(Supplied records Opens)

PR #2664, opened 2026-08-18
HELD: zero-config blocking rule fixes (regresses recall; needs a replacement plan)

benzsevern:
**HELD.** This is the behaviour half of the original PR. It **regresses zero-config end to end** and must not merge in this shape. The safe half was split out into #2667.

## The regression, measured

person@100K, same fixture, `gm_zeroconfig`:

| | before (main) | with this PR |
|---|---:|---:|
| pairwise R | 0.4684 | **0.383** |
| pairwise F1 | 0.6380 | **0.554** |
| scored pairs | 11,319 | **9,250** |
| block_count | 14,081 | **3,287** |

Fewer candidates, not more -- the opposite of the intent. For reference on the same run: `gm_probabilistic_shipped` F1 0.997, splink 0.995.

## Why

`rule_low_reduction_ratio` fires at iteration 0 on an **unmeasured** profile (`reduction_ratio` defaults to `0.0`, and `0.0 < 0.5`), then rebuilds `passes` from `keys` -- discarding six of eight passes. Both are genuine bugs and both are fixed here, with tests.

But the discarded-plan bug had an accidental *benefit*: the rule's own addition, `dob soundex`, was contributing candidates. Once the blocking profile is measured properly (`reduction_ratio 0.9757`, GREEN) the rule correctly stops firing -- and the soundex pass stops being added too. **The fixes remove a bad rule's side effect without replacing it.**

So the open question is not "are these bugs real" (they are, and they are fixed) but **what blocking plan zero-config should actually commit**. That needs the 100K ablation, which needs #2667 on main to dispatch.

## What is still in here

* both `rule_low_reduction_ratio` defects (unmeasured-profile firing; `keys` vs `passes`)
* `_diversify_probabilistic_blocking`: arrow-seam scale-guard repair (it built raw polars expressions that RAISE on a `pyarrow.Table` and landed in `except: return 0`, where 0 reads as "safe" -- so the #1857 guard has been silently disabled on the default arrow lane) plus `n_rows_full` projection for sample callers
* controller: `_should_measure_blocking` extended to `multi_pass`, and measure-before-refusing
* `test_planner_integration` updated -- those tests injected pair counts through `extrapolate_to`, a seam the controller stops using once it measures

## Corrections recorded in-branch

Two of my own claims here were wrong and are corrected in `c9b7dd6c` rather than quietly superseded: there is **no** pair-count mismatch (I read `scored_pairs`, the retained post-cut set, as the candidate count -- `measure_blocking_profile`'s 121,391,850 was right), and the controller was **not** hanging (121M comparisons in pure Python with `GOLDENMATCH_NATIVE=0`; CI does the same work in ~27 s).

Depends on #2667. Rebase onto main once that lands, so this carries only the behaviour delta.

Generated with [Claude Code](https://claude.com/claude-code)

### DIFF
--- a/.github/workflows/bench-blocking-ablation.yml
+++ b/.github/workflows/bench-blocking-ablation.yml
@@ -81,7 +81,7 @@ jobs:
             --out "out/ablation_${{ inputs.rows }}.json"
 
       - name: Upload results
-        uses: actions/upload-artifact@ea165f8d65b6e75b540449e92b4886f43607fa02  # v4
+        uses: actions/upload-artifact@043fb46d1a93c77aae656e7c1c64a875d1fc6a0a  # v4
         with:
           name: blocking-ablation-${{ inputs.run_tag }}
           path: out/
--- a/.github/workflows/bench-blocking-ablation.yml
+++ b/.github/workflows/bench-blocking-ablation.yml
@@ -1,0 +1,88 @@
+# Which blocking passes earn their comparisons?
+#
+# auto-config's probabilistic plan for person@100K costs 121,391,850
+# comparisons, and four of its eight passes run 11-22x over the engine's own
+# pairs-per-row budget while carrying 99.7% of that work. Whether those passes
+# are worth it is a measurement, not a deduction -- dropping them is what
+# `rule_low_reduction_ratio` already did by accident on this shape, for pairwise
+# recall 0.4684.
+#
+# Runs WITH the native kernel on purpose: pure Python does not finish 121M
+# comparisons in 500 s, CI does the same work in ~27 s. A local arm would be
+# measuring the absence of the kernel.
+name: bench-blocking-ablation
+
+on:
+  workflow_dispatch:
+    inputs:
+      rows:
+        description: "Fixture rows"
+        default: "100000"
+      dupe_rate:
+        description: "Duplicate rate"
+        default: "0.20"
+      shape:
+        description: "Fixture shape"
+        default: "person"
+      runner:
+        description: "Runner label"
+        default: "large-new-64GB"
+      run_tag:
+        description: "Artifact suffix"
+        default: "ablation"
+
+permissions:
+  contents: read
+
+env:
+  ARROW_DEFAULT_MEMORY_POOL: system
+  GOLDENMATCH_AUTOCONFIG_MEMORY: "0"   # no cross-run config cache: every arm rebuilds
+
+jobs:
+  ablate:
+    runs-on: ${{ inputs.runner }}
+    timeout-minutes: 240
+    steps:
+      - uses: actions/checkout@df4cb1c069e1874edd31b4311f1884172cec0e10  # v6
+
+      - uses: dtolnay/rust-toolchain@29eef336d9b2848a0b548edc03f92a220660cdb8  # stable
+
+      - uses: Swatinem/rust-cache@e18b497796c12c097a38f9edb9d0641fb99eee32  # v2
+        with:
+          workspaces: packages/rust
+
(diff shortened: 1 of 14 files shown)


benzsevern:
Closing. The behaviour half is superseded by #2671, which reaches a better result than this PR was aiming for, and the safe half already landed.

## The open question this PR was held on is answered

It ended with: *"the open question is not 'are these bugs real' (they are, and they are fixed) but **what blocking plan zero-config should actually commit**."*

The answer turned out not to be a blocking-plan choice at all. Both defects named here are real and are fixed in #2671, but they were two of **four** chained defects, and this PR had only the first two -- which is exactly why it regressed:

1. `_should_measure_blocking` gated full-frame measurement on `strategy == "static"`; zero-config commits `multi_pass`, so it always reasoned over an all-zero sample-extrapolated profile.
2. `rule_low_reduction_ratio` fired on that unmeasured `0.0` and rebuilt `passes` from `keys`, dropping 6 of 8 passes. (This PR's fix, correct.)
3. Fixing (1) makes the planner see a real ~121M candidate pairs, so `rule_chunked` sets `backend='chunked'` -- which `_fs_use_bucket_route` excluded, silently dropping FS to the legacy batched scorer (9,250 pairs retained vs bucket's 120,269 on identical candidates).
4. `_stamp_resolved_link_thresholds` recorded a FALLBACK cutoff, which counts as `configured` and skips the full-data threshold refit.

Result on the same fixture and lane, person@100K `gm_zeroconfig`:

| | main (then) | this PR | #2671 |
|---|---:|---:|---:|
| pairwise R | 0.4684 | 0.383 | **0.9949** |
| pairwise F1 | 0.6380 | 0.554 | **0.9970** |
| scored pairs | 11,319 | 9,250 | **120,269** |

#2671 matches `gm_probabilistic_shipped` exactly. So the `_diversify_probabilistic_blocking` call this branch adds to the v0 path is not needed -- the recall was never really about which anchors v0 picks, it was about a measurement that never ran and a routing gate that silently swapped scorers.

Full account, including the four instruments that lied and the eight hypotheses tested and discarded: `docs/superpowers/notes/2026-08-18-zeroconfig-recall-incident.md`.

## What already landed from here

`_projected_max_block` arrow repair, multi_pass vectorized measurement, the pair budget, the bench telemetry fix, the ablation harness and the shard-crash note all shipped via #2667 / #2669 / #2670 and are on `main`.

## Two things stranded here that should NOT be lost

**1. `.github/workflows/bench-blocking-ablation.yml`** -- the dispatch lane for the ablation harness. `scripts/bench_er_headtohead/ablate_blocking_passes.py` is on `main`; the workflow that runs it at 100K is only here, so the harness currently has no way to be dispatched at the scale its own docstring says decides the question.

**2. The `ci.yml` `suggest_full_dist` OOM fix -- documented as done on `main`, but not actually there.** `docs/superpowers/notes/2026-08-18-suggest-full-dist-shard-crash.md` is on `main` and opens with *"Status: root-caused and fixed. The single crashing test is `--deselect`ed from the parallel `python_goldenmatch` shards and re-run SERIALLY"*. `main`'s `ci.yml` contains **zero** occurrences of `deselect` or `suggest_full_dist`, and `tests/test_suggest_full_dist.py` still exists. Only the writeup landed; the change is stranded on this branch.

That is a latent landmine rather than a live failure -- the note explains the crash is triggered by pytest-split group reshuffling, so it bites whenever a PR adds test files in the wrong combination. Worth re-landing on its own, or the note should be corrected to say the fix is unshipped. A doc asserting a fix that is not in the tree is the same failure mode as a gate nobody has watched fail.

Filing both separately rather than reopening this branch, whose behaviour half should stay closed.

(Supplied records Closes)

Exercise requirements - Copy out every line from the data above that has "needs" in it.

Written response -
HELD: zero-config blocking rule fixes (regresses recall; needs a replacement plan)
So the open question is not "are these bugs real" (they are, and they are fixed) but **what blocking plan zero-config should actually commit**. That needs the 100K ablation, which needs #2667 on main to dispatch.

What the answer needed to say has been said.